▸ What to work on
Send back all of the records, each one exactly as written.

━━ Dataset

PR #126, opened 2020-09-12
New builtin types

lushoBarlett:
Short pr, because what I want to do next is related to parsing types, and it will be preparation for type variables actually.

### DIFF
--- a/src/typechecker.cpp
+++ b/src/typechecker.cpp
@@ -7,20 +7,23 @@
 namespace TypeChecker {
 
 TypeChecker::TypeChecker() {
-	m_core.new_type_function(-1); // 0 | function
-	m_core.new_type_function(0);  // 1 | int
-	m_core.new_type_function(0);  // 2 | float
-	m_core.new_type_function(0);  // 3 | string
-	m_core.new_type_function(1);  // 4 | array
-	m_core.new_type_function(1);  // 5 | dictionary
-	m_core.new_type_function(0);  // 6 | boolean
-	m_core.new_type_function(0);  // 7 | unit
+	m_core.new_type_function(-1); // 0  | function
+	m_core.new_type_function(0);  // 1  | int
+	m_core.new_type_function(0);  // 2  | float
+	m_core.new_type_function(0);  // 3  | string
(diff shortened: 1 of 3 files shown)


src/typechecker.cpp
```diff
@@ -7,20 +7,23 @@
...
+	m_core.new_type_function(0);  // 1  | int
+	m_core.new_type_function(0);  // 2  | float
+	m_core.new_type_function(0);  // 3  | string
+	m_core.new_type_function(1);  // 4  | array
+	m_core.new_type_function(1);  // 5  | dictionary
+	m_core.new_type_function(0);  // 6  | boolean
+	m_core.new_type_function(0);  // 7  | unit
+	m_core.new_type_function(-1); // 8  | sum
+	m_core.new_type_function(-1); // 9  | product
+	m_core.new_type_function(-1); // 10 | record
```
SebastianMestre, line 20: This doesn't sound right to me.

A sum (or product, etc) type is a form of type function, it's not a particular type function.

I think `sum`, `product`, and `record` should be values in the `type_function_type` enum

SebastianMestre: To sum up: I think a type function should either be a var, a builtin, a sum, a product, or a record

━━━━

▸ Exercise solution
PR #126, opened 2020-09-12
New builtin types

lushoBarlett:
Short pr, because what I want to do next is related to parsing types, and it will be preparation for type variables actually.

### DIFF
--- a/src/typechecker.cpp
+++ b/src/typechecker.cpp
@@ -7,20 +7,23 @@
 namespace TypeChecker {
 
 TypeChecker::TypeChecker() {
-	m_core.new_type_function(-1); // 0 | function
-	m_core.new_type_function(0);  // 1 | int
-	m_core.new_type_function(0);  // 2 | float
-	m_core.new_type_function(0);  // 3 | string
-	m_core.new_type_function(1);  // 4 | array
-	m_core.new_type_function(1);  // 5 | dictionary
-	m_core.new_type_function(0);  // 6 | boolean
-	m_core.new_type_function(0);  // 7 | unit
+	m_core.new_type_function(-1); // 0  | function
+	m_core.new_type_function(0);  // 1  | int
+	m_core.new_type_function(0);  // 2  | float
+	m_core.new_type_function(0);  // 3  | string
(diff shortened: 1 of 3 files shown)


src/typechecker.cpp
```diff
@@ -7,20 +7,23 @@
...
+	m_core.new_type_function(0);  // 1  | int
+	m_core.new_type_function(0);  // 2  | float
+	m_core.new_type_function(0);  // 3  | string
+	m_core.new_type_function(1);  // 4  | array
+	m_core.new_type_function(1);  // 5  | dictionary
+	m_core.new_type_function(0);  // 6  | boolean
+	m_core.new_type_function(0);  // 7  | unit
+	m_core.new_type_function(-1); // 8  | sum
+	m_core.new_type_function(-1); // 9  | product
+	m_core.new_type_function(-1); // 10 | record
```
SebastianMestre, line 20: This doesn't sound right to me.

A sum (or product, etc) type is a form of type function, it's not a particular type function.

I think `sum`, `product`, and `record` should be values in the `type_function_type` enum

SebastianMestre: To sum up: I think a type function should either be a var, a builtin, a sum, a product, or a record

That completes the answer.